▶ **DATA TO PROCESS**:
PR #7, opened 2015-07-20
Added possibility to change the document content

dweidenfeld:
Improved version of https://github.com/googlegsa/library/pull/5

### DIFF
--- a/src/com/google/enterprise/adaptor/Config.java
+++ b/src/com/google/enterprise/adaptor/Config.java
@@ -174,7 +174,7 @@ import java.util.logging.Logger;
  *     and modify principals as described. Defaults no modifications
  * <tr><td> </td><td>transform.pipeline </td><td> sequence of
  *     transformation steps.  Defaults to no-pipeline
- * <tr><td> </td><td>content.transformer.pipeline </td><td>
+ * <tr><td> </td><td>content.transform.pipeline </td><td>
==
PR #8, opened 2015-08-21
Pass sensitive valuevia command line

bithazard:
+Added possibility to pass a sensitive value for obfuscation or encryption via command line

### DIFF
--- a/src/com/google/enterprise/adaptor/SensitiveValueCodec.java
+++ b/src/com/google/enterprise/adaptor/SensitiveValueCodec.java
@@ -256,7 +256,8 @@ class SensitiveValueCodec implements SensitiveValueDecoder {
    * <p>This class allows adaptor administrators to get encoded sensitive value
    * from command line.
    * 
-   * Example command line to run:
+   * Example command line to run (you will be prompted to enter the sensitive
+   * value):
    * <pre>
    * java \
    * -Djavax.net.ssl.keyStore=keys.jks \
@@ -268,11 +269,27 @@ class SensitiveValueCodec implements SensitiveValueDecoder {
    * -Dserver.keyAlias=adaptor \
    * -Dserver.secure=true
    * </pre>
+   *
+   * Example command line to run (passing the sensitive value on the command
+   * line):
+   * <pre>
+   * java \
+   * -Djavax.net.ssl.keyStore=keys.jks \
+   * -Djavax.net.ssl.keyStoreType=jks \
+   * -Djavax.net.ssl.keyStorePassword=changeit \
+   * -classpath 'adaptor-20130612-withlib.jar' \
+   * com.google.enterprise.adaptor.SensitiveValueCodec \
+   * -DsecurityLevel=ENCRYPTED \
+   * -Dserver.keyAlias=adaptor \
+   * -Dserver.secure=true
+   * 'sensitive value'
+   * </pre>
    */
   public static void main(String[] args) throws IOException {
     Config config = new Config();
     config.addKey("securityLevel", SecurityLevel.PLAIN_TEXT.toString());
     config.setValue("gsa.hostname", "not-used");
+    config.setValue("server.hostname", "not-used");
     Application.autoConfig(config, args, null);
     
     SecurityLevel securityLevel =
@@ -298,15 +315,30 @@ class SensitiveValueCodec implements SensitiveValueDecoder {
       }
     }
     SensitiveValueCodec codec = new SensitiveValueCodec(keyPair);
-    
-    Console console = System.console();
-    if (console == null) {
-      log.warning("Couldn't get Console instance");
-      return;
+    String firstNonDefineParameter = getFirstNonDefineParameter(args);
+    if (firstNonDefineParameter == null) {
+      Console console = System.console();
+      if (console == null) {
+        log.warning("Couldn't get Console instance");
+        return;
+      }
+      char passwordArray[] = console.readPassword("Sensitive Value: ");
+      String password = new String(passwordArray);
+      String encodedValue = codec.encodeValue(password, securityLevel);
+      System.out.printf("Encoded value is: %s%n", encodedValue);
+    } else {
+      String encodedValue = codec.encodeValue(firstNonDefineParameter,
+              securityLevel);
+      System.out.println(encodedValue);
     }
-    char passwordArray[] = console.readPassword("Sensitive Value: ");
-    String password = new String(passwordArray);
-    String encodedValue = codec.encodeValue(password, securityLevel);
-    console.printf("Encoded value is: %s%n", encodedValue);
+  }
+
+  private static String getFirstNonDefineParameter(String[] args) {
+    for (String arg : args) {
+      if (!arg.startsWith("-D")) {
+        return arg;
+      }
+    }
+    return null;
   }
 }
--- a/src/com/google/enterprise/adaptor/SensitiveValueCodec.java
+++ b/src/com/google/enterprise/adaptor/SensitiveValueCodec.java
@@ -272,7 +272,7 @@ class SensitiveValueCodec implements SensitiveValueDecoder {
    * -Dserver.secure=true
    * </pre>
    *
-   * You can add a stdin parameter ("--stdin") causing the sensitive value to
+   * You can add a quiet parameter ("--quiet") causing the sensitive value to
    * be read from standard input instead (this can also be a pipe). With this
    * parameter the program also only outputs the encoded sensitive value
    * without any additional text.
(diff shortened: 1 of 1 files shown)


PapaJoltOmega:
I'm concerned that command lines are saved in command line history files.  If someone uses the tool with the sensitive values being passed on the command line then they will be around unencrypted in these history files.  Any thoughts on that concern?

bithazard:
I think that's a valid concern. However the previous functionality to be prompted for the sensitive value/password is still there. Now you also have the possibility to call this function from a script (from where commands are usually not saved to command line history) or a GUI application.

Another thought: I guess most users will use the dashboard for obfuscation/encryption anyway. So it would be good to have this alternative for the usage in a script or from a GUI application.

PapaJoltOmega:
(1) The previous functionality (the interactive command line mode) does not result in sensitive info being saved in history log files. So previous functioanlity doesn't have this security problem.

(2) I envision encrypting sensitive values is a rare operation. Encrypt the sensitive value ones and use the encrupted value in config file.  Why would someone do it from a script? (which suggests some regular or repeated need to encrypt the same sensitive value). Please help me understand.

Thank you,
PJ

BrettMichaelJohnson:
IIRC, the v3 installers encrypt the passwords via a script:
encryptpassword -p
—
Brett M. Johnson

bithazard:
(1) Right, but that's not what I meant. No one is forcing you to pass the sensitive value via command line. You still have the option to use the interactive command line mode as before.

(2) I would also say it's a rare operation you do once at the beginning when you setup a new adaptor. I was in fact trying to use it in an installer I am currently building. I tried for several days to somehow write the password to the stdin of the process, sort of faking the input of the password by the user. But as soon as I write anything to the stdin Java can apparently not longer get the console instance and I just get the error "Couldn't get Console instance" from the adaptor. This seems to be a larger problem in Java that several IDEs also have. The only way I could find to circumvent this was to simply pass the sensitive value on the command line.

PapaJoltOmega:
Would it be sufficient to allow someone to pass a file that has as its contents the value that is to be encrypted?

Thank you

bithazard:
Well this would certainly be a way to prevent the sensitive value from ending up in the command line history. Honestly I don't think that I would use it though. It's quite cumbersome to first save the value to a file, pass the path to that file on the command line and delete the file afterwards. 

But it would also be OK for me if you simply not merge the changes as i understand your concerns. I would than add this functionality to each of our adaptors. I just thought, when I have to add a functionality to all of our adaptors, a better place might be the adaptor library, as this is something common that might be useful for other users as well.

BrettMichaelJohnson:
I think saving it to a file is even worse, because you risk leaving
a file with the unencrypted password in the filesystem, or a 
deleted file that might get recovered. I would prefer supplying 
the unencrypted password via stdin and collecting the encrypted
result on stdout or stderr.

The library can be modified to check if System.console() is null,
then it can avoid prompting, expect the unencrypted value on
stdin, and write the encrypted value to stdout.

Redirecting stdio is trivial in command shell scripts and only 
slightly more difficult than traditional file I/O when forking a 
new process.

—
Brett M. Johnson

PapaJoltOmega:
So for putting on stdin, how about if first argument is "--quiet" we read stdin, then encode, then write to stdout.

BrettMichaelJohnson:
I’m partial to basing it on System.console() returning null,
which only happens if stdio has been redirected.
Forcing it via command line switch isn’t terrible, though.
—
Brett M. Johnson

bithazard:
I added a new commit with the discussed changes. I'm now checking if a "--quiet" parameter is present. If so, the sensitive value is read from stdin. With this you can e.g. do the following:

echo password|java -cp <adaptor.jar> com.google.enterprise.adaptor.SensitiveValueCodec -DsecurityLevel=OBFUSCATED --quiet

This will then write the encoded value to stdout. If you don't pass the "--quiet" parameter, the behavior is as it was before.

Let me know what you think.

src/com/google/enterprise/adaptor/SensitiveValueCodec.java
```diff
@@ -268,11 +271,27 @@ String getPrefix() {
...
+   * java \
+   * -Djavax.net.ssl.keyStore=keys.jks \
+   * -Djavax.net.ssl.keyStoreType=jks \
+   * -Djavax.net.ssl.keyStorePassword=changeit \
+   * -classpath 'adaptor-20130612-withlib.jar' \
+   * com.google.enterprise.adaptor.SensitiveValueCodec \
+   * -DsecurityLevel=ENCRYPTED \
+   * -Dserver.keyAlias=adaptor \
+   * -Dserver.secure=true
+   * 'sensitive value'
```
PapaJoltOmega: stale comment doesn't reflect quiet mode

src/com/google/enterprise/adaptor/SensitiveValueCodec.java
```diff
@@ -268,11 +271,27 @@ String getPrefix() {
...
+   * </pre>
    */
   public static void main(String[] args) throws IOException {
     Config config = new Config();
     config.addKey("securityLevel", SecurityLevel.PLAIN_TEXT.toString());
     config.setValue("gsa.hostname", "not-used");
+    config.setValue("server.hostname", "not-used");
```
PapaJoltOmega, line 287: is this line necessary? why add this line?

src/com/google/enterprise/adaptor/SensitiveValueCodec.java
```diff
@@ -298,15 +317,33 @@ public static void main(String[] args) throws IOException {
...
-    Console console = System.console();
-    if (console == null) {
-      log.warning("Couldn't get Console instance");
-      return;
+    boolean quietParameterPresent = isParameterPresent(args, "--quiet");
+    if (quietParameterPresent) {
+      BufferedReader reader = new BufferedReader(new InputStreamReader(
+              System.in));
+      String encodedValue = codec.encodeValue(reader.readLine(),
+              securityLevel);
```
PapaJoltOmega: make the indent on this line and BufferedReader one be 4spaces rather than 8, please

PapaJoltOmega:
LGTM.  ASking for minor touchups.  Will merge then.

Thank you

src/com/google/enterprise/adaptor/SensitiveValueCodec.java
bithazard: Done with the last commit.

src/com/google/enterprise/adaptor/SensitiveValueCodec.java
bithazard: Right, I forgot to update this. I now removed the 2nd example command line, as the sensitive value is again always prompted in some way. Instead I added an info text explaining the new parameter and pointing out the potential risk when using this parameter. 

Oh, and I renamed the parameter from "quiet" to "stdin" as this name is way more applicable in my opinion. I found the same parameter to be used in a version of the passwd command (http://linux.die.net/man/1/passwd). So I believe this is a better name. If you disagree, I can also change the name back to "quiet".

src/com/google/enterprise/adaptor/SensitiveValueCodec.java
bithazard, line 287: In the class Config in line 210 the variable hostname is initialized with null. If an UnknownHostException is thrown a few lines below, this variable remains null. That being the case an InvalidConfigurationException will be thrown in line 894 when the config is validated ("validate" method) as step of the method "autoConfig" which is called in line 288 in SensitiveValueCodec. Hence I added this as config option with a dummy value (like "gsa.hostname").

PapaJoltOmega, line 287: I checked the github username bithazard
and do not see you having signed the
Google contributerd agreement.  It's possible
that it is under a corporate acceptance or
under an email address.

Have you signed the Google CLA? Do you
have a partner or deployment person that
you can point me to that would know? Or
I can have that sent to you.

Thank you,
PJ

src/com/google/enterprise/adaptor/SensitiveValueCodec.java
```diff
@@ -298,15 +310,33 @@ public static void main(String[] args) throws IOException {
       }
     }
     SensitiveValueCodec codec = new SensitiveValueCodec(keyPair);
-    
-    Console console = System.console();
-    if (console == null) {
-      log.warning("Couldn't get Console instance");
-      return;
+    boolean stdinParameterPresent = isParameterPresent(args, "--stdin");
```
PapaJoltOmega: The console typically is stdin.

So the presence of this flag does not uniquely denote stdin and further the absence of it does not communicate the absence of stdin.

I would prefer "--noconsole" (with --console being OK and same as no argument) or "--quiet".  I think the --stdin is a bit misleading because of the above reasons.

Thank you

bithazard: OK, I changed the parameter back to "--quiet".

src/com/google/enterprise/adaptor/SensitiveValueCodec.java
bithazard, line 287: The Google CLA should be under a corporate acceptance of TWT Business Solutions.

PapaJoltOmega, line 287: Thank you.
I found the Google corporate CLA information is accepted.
--
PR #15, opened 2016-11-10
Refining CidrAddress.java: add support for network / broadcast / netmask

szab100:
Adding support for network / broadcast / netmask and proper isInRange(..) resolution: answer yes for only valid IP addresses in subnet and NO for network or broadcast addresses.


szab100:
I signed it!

▶ **ABOUT THIS EXERCISE**: Extract from the listing above the lines between the line containing "PR #7, opened 2015-07-20" and the line containing "</td><td> sequence of", keeping both of those lines. Output nothing else.

▶ **WRITTEN ANSWER**:
PR #7, opened 2015-07-20
Added possibility to change the document content

dweidenfeld:
Improved version of https://github.com/googlegsa/library/pull/5

### DIFF
--- a/src/com/google/enterprise/adaptor/Config.java
+++ b/src/com/google/enterprise/adaptor/Config.java
@@ -174,7 +174,7 @@ import java.util.logging.Logger;
  *     and modify principals as described. Defaults no modifications
  * <tr><td> </td><td>transform.pipeline </td><td> sequence of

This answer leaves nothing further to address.